Dealworthy is a Target brand, and it's designed to be low cost. You can see just how cheaply it's been made by these graphs. Lots of noise, poor regulation, and a lot of switching ripple with harmonics all over the FFT. Another thing I want to mention is that they appear to be smearing the switching frequency by doing some kind of frequency dithering. It's operating at 40KHz, but I suspect it is going slightly above and below that frequency to spread out the massive amount of noise it makes.

Counterfeit AT&T

Overall rating: ⚡︎

Bad. A quick glance on the 5ms timeframe and the voltage almost looks normal, but zooming in reveals a waveform dense with high-frequency noise and severe peaks. There is also meaningful ripple in the lower timeframe. The voltage also measured 5.38V, so it is technically out of the acceptable range for a USB charger. I will give it 1 lightning bolt.

Anker A121B 100W Charger

Overall rating: ⚡︎⚡︎

This is a "GaN" flagship charger released by anker sometime in late 2025. They hype it up so much on their website that I was looking to be impressed. And after testing it, I can say I am definitely surprised! But not impressed. It's better than its 45W cousin (the Anker A121D), but this charger isn't that great. It does push out the advertised voltage and current, but it does so with a wall of noise. Zooming in to the smaller timeframe is telling, as we can see little tiny voltage peaks every few microseconds. What a strange design from Anker, who claim this to be a GaN charger. It is clearly not made that well.

Amazon Kindle Charger

Overall rating: ⚡︎

Another awful charger. Considering this comes as the standard Kindle charger, it is a poor showing from Amazon. The voltage is wide and noisy, with a chaotic high-frequency spectrum. It also measured 5.30V when I tested the output voltage, well above the 5.25V USB ceiling and therefore out of spec for a USB charger. If the graphs weren't bad enough, the bad voltage would give it 1 bolt.

Apple HomePod Mini Charger

Overall rating: ⚡︎

Disappointing, especially given that this ships directly from Apple. The voltage is thick and irregular, and shows signs of both low-frequency and high-frequency ripple at a glance. On the bottom of the screen, the frequency spectrum shows elevated noise across the board. Its noise is at 308mV peak-to-peak and it ranks among the worst chargers in this entire test. I was really surprised by this test. I also happened to have two of these chargers, one from a HomePod and one from an iPhone of years past. This charger is actually the same as the Apple 20W [you can buy directly from their website](https://www.apple.com/shop/product/mwvv3am/a/20w-usb-c-power-adapter).

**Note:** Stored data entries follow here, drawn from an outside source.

PR #44, opened 2023-05-11
Updates to run commands

rafaelgomesxyz:
- Ensures that we get the terminal size from a common output on Linux and Mac
- Improves the output
- Defaults to port 80 when not set
- Checks if the workload still exists before deleting it
- Adds macOS to CI

Example outputs:

| Command | Before | After |
| --- | --- | --- |
| `run` | Code_LnPcwzVNVo | Code_HHPIN4bP4Z |
| `run:detached` | Code_tyfaJGEtKl | Code_fphx2KqrFq |

### DIFF
--- a/.github/workflows/rspec.yml
+++ b/.github/workflows/rspec.yml
@@ -8,15 +8,18 @@ on:
 
 jobs:
   rspec:
-    runs-on: ubuntu-latest
-    name: RSpec
-    env:
-      RAILS_ENV: test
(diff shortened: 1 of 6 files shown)


justin808 (approved):
LGTM. Can I get confirmation that this works on MacOS? @dzirtusss

justin808:
@rafaelgomesxyz once confirmed on MacOS, please merge.

PR #50, opened 2023-06-06
Improve docs

### LINKED ISSUE #38: Document how to install and use
Should `cpl` be in the Gemfile?

I think no (just need to lock before 1.0)

After 1.0, we should:

* Print warning if using non-latest version with message how to update.

Plus, we need to have some constant with the min version of `cpln` supported, and exit if current version is less than that with instructions on how to update this.

### LINKED ISSUE #42: Document for Sidekiq Tips
@rafaelgomesxyz Need to document these for sidekiq:

# quiet non-critical workers during deployments
https://github.com/shakacode/hichee/blob/master/.circleci/config.yml#L559-L567

```yml
      - run:
          # NOTE: doing this early enough to give time for all workers to finish jobs gracefully
          # before new image will be deployed. No need for un-quiet as this will happen automatically
          # after new image will be promoted.
          name: Quiet sidekiq workers (except criticalworker) to avoid locks in migrations
          command: |
            CPLN_TOKEN=$CPLN_TOKEN_PRODUCTION
            cpln profile create default --token ${CPLN_TOKEN} --org ${CPLN_ORG_PRODUCTION} --gvc ${APP_NAME_PRODUCTION}
            cpl run 'rails runner "Sidekiq::ProcessSet.new.each { |w| w.quiet! unless w[%q(hostname)].start_with?(%q(criticalworker.)) }"' -a ${APP_NAME_PRODUCTION}
```

# Proper setting of pre-kill hook

Guys, after testing sidekiq I've come to add a pre-stop hook to sidekiq. It works as follows:
* re-deployment is initiated from any place - UI, CLI, etc.
* the hook is run, and it sends "QUIET" to sidekiq workers
* sidekiq gracefully finishes jobs and waits several minutes before the replica is actually killed by cpln

This works very nicely, especially in big replica qty. 
 
I guess we should implement it for all sidekiq's workers as a template.

P.S. technically:
* can't use process name as regex, because it is ruby not sidekiq
* need to use space on sidekiq name, otherwise, it sends TSTP to sidekiqswarm process as well, and :man-shrugging: for whatever reason it doesn't work
* so... with ^ and \s we are mostly guaranteed to send it to only worker processes

image

### LINKED ISSUE #43: Need to transfer docs from internal Notion guide to here
We've got many tips in our ShakaCode Notion.

This issue is to remember to copy those over this repo.

rafaelgomesxyz:
- Minor updates to README.md
- Updates examples
- Updates templates
- Fixes headings in commands.md
- Adds check for cpln/cpl version (fixes #38)
- Adds Sidekiq tips (fixes #42)
- Adds more tips from internal Notion (fixes #43)


justin808:
AWESOME work @rafaelgomesxyz.

PR #55, opened 2023-06-12
Fix cleanup-stale-apps command for when app does not have image

rafaelgomesxyz:
When an app doesn't have an image, the `cleanup-stale-apps` command fails because it tries to access `image["created"]`, which doesn't exist.


justin808:
@rafaelgomesxyz need to update the changelist

PR #948, opened 2020-04-10
Bugfix - Sketch widget

eyosef:
This PR fixes a bug that prevented the sketch widget from updating properly

What it accomplishes;
- leverages Redux to track whether or not the sketch widget is active
- updates logic where needed to ensure app doesn't break
- resets activeFeatures to `[]` when sketch widget is active

What it doesn't accomplish;
- doesn't determine why updating the store causes the sketch widget not to update properly


vaidotasp:
commit 276ca11 fixes incorrect Data Tab view behavior where component is re-rendered because redux state changed and tried to **draw** polygon on the map with a given geometry, however that geometry was coming from sketch widget which takes care of its own drawing. Thus it was drawing twice, code change should be self explanatory. Also added additional logic to register new geometry when user edits/saves drawn feature.

PR #949, opened 2020-04-10
Ticket 927 - Search quick UI

### LINKED ISSUE #927: Search widget needs quick UI
When the user selects a layer in the search widget dropdown, we need to render what `displayField` of the selected query to the user. This way the user knows what exactly is being queried

eyosef:
This PR renders what property the user can use to query a selected layer

PR fixes #927 

What it accomplishes;
- Search widget listens to user's layer selection and updates store
- `searchContent.tsx` listens to store and updates with UI content as needed

What it doesn't accomplish;
- translation logic (since this is a new, simple feature)

### DIFF
--- a/src/js/components/mapWidgets/widgetContent/searchContent.tsx
+++ b/src/js/components/mapWidgets/widgetContent/searchContent.tsx
@@ -18,9 +18,13 @@ const SearchContent: FunctionComponent = () => {
   const [formError, setFormError] = useState(false);
   const [latitudeInput, setLatitude] = useState('');
   const [longitudeInput, setLongitude] = useState('');
-  const selectedLanguage = useSelector(
-    (state: RootState) => state.appState.selectedLanguage
+  const { selectedLanguage, selectedSearchWidgetLayer } = useSelector(
+    (state: RootState) => state.appState
   );
+  const [selectedLayerInfo, setSelectedLayerInfo] = useState({
+    displayField: '',
+    layerTitle: ''
+  });
   const { title, buttonTitle, latitude, longitude } = searchContent[
     selectedLanguage
   ];
@@ -28,6 +32,10 @@ const SearchContent: FunctionComponent = () => {
   useEffect(() => {
     mapController.initializeSearchWidget(searchRef);
   }, []);
+
+  useEffect(() => {
+    setSelectedLayerInfo(selectedSearchWidgetLayer);
+  }, [selectedSearchWidgetLayer]);
 
   const setSearch = (): void => {
     if (latitudeInput === '' || latitudeInput === '') {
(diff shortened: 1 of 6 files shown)


src/js/components/mapWidgets/widgetContent/searchContent.tsx
```diff
@@ -18,9 +18,13 @@ const SearchContent: FunctionComponent = () => {
...
   const [longitudeInput, setLongitude] = useState('');
-  const selectedLanguage = useSelector(
-    (state: RootState) => state.appState.selectedLanguage
+  const { selectedLanguage, selectedSearchWidgetLayer } = useSelector(
+    (state: RootState) => state.appState
   );
+  const [selectedLayerInfo, setSelectedLayerInfo] = useState({
+    displayField: '',
+    layerTitle: ''
+  });
```
vaidotasp: why do we need local state here if we are already getting this info from redux store?

src/js/components/mapWidgets/widgetContent/searchContent.tsx
```diff
@@ -18,9 +18,13 @@ const SearchContent: FunctionComponent = () => {
   const [formError, setFormError] = useState(false);
   const [latitudeInput, setLatitude] = useState('');
   const [longitudeInput, setLongitude] = useState('');
-  const selectedLanguage = useSelector(
-    (state: RootState) => state.appState.selectedLanguage
+  const { selectedLanguage, selectedSearchWidgetLayer } = useSelector(
+    (state: RootState) => state.appState
```
vaidotasp: I have been going through the application and fixing our selectors. Basically this way that we have been extracting properties, will always cause a re-render of the component. We need to extract values separately, or use something like `reselect` lib.

```suggestion
  const selectedLanguage = useSelector(
    (state: RootState) => state.appState.selectedLanguage
  const selectedSearchWidgetLayer = useSelector(
    (state: RootState) => state.appState.selectedSearchWidgetLayer
```

src/js/components/mapWidgets/widgetContent/searchContent.tsx
```diff
@@ -29,6 +33,10 @@ const SearchContent: FunctionComponent = () => {
     mapController.initializeSearchWidget(searchRef);
   }, []);
 
+  useEffect(() => {
+    setSelectedLayerInfo(selectedSearchWidgetLayer);
+  }, [selectedSearchWidgetLayer]);
```
vaidotasp: If we read straight from the redux store, we may not need this use effect?

vaidotasp (changes requested):

src/js/components/mapWidgets/widgetContent/searchContent.tsx
eyosef: done and done

vaidotasp (approved):

PR #952, opened 2020-04-14
Analysis tab control - vega charts

### LINKED ISSUE #863: Analysis Tab - Implementation

vaidotasp:
Partial Fix #863 

- Add `reselect` library to utilize memoization for complicated Redux selectors
- Refactor selectors to prevent re-rendering in Header, Leftpanel, Analysis, Data Tab components
- Add uiParams for Analysis Tab: Date Picker, Year Slider, Canopy Density
- Add logic to generate unique URL based on uiParams that we use to fetch vega chart information

### DIFF
--- a/.eslintrc.js
+++ b/.eslintrc.js
@@ -18,6 +18,7 @@ module.exports = {
     'react-hooks/rules-of-hooks': 'error', // Checks rules of Hooks
     'react-hooks/exhaustive-deps': 'warn', // Checks effect dependencies
     '@typescript-eslint/ban-ts-ignore': 0,
-    '@typescript-eslint/no-var-requires': 0
+    '@typescript-eslint/no-var-requires': 0,
+    'react/prop-types': 0
   }
 };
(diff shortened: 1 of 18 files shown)


eyosef (approved):
LGTM

PR #972, opened 2020-04-21
Ticket 848 - edit upload

### LINKED ISSUE #848: Uploading a shapefile UI and logic

eyosef:
This PR implements logic to edit/delete uploaded files

Fixes part of #848 

What it accomplishes;
- When uploading a file with 1 graphic, user can edit/delete graphic
- When uploading a file with mutliple graphics, user can resize/delete graphic (sketch widget doesn't allow user's to edit multiple graphics)
- Small refactor to prevent multiple updates to the store

What it does not accomplish;
- as of now, `this._sketchVMGraphicsLayer` does not listen to `activeFeatures` property. I started working on this but realized it could be a heavy lift. I'm thinking I'll need to refactor a bit of `UploadFile.tsx` to account for this. I'll also need to refactor logic in `mapController.ts` to conditionally add/remove a selected graphic. This seems a bit involved so I'd like to suggest working on this on a separate feature branch. 
- 

_Just a heads up:_ @vaidotasp I added some dead code related to next steps. If you want me to continue working on added logic, I'll comment it in, but if not I'm happy to delete. Thanks!


vaidotasp (changes requested):
This below is caused by updating arcgis webpack plugin. Let's not do the update just yet while we are figuring these errors out!

image
image

eyosef:
> This below is caused by updating arcgis webpack plugin. Let's not do the update just yet while we are figuring these errors out!
> 
> image
> image

Just for future reference, I wanted to note that this was an issue tied to `arcgis-webpack-plugin` in `clean-slate`. @vaidotasp made a fix to `clean-slate` that was merged into this branch so we should be good to go. Thanks @vaidotasp !

vaidotasp (changes requested):
It is not compiling for me? Can you double check that we need that `multipleSelectionEnabled` on line 738 in mapController?

image

PR #977, opened 2020-04-22
Ticket 835 - template literal

### LINKED ISSUE #835: Template literals & SVGs in leftPanel.config.js
Screen Shot 2020-02-24 at 10 38 43 AM

Since we're leveraging JSX to render content in `leftPanel.config.js`, the draw icon SVG renders as plain text. mapbuilder version 1 uses the following approach, [which is now deprecated and could fail at any time](https://developer.mozilla.org/en-US/docs/Web/SVG/Attribute/xlink:href);

``` javascript
const drawIcon = '<svg class="svg-icon"><use xlink:href="#icon-draw-upload" /></svg>';
```

Is there a way to leverage template literals in `leftPanel.config.js`, or will we need added logic in `AnalysisTabView.tsx` to account for this?

eyosef:
This PR updates translations config to conditionally sandwich titles with the pen SVG.

Fixes #835 

What it accomplishes;
- conditionally sandwiches titles with the pen SVG. Since this is config'd translations we can always expect the logic to work

### DIFF
--- a/configs/leftPanel.translations.ts
+++ b/configs/leftPanel.translations.ts
@@ -1,5 +1,3 @@
-const drawTool = 'DRAW_ICON_HERE';
-
 export const analysisContent = {
   en: {
     analyzeExistingShapeTitle: 'Analyze a shape on the map',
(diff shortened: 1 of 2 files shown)


vaidotasp:
🚀

PR #998, opened 2020-04-27
Ticket 984 - Analysis and Doc Tabs "Pulsing" effect

### LINKED ISSUE #966: Analysis and Doc Tabs "Pulsing" effect
When user clicks on a feature, if we have analysis and doc tabs available, it should give a 'pulsing' effect and display an svg on those tabs. Like in PROD:

image

### LINKED ISSUE #984: Narrative Tab styling improvements
Our version:
image

Prod version:
image

eyosef:
This ticket implements the blinking yellow dot in the analysis and docs tab.

Fixes #966 

What it accomplishes;
- Uses local component state & css to conditionally apply the pulsing tab icon.


vaidotasp (changes requested):
There is some padding up top missing on the svgs based on what we have in PROD.

image
prod:
image

src/js/components/leftPanel/LeftPanel.tsx
```diff
@@ -81,20 +111,60 @@ interface TabsProps {
...
+
+  const activeFeatureIndex = useSelector(
+    (store: RootState) => store.mapviewState.activeFeatureIndex
+  );
+
+  const [featureCollectionIndex, featureIndex] = activeFeatureIndex;
+
+  useEffect(() => {
+    const specificFeature =
+      activeFeatures[featureCollectionIndex]?.features[featureIndex];
```
vaidotasp: no sure why we need to look for that active feature here? Can we simply check if `activeFeatures` length is larger than 0?

vaidotasp (changes requested):
There are a lot of re-renderings happening here which may out of the scope of this PR. But one thing I noticed is if I select a feature. Then quickly hit analysis tab and then hit documents tab, analysis tab starts pulsing again after a split second once geostore id gets registered and it rerenders.

src/js/components/leftPanel/LeftPanel.tsx
eyosef: I know we chatted about this yesterday, but I wanted to document this for future reference - this logic helps track when the user selects 'next' or 'previous' in the data tab. This way the doc/analysis tab can render the 'pulsing' effect with each selection

vaidotasp (changes requested):
Application opens up Document tab by default? Is that intended behavior?

Also I am getting this error on load?
image

vaidotasp:
> There is some padding up top missing on the svgs based on what we have in PROD.
> 
> image
> prod:
> image

Has this been addressed ?

eyosef:
@vaidotasp I've run this branch locally and can confirm the padding has been addressed. Below is a screenshot of the feature branch;

Screen Shot 2020-04-30 at 11 08 49 AM

below is a screenshot of the yoga site
Screen Shot 2020-04-30 at 11 10 27 AM

vaidotasp (approved):
I removed the timeout and it seems to be functioning okay, we still have a lot more complexity I think than we need to but this may be something for the future to improve. Merging in 👍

And while you could, I have no idea why you would want to do that. $20 can get you a much better charger than this.

Vebner GaN 65W Charger

Overall rating: ⚡︎

Being marketed as a GaN charger, this is another disappointment. The voltage has a lot of noise, 332mV to be exact, and the frequency spectrum is elevated across the board, showing no serious attempt at filtering. The voltage looks a little more concentrated than it does on the Apple HomePod Mini chart, suggesting to me that this charger might actually be a little better. But in terms of absolute noise, this is worse.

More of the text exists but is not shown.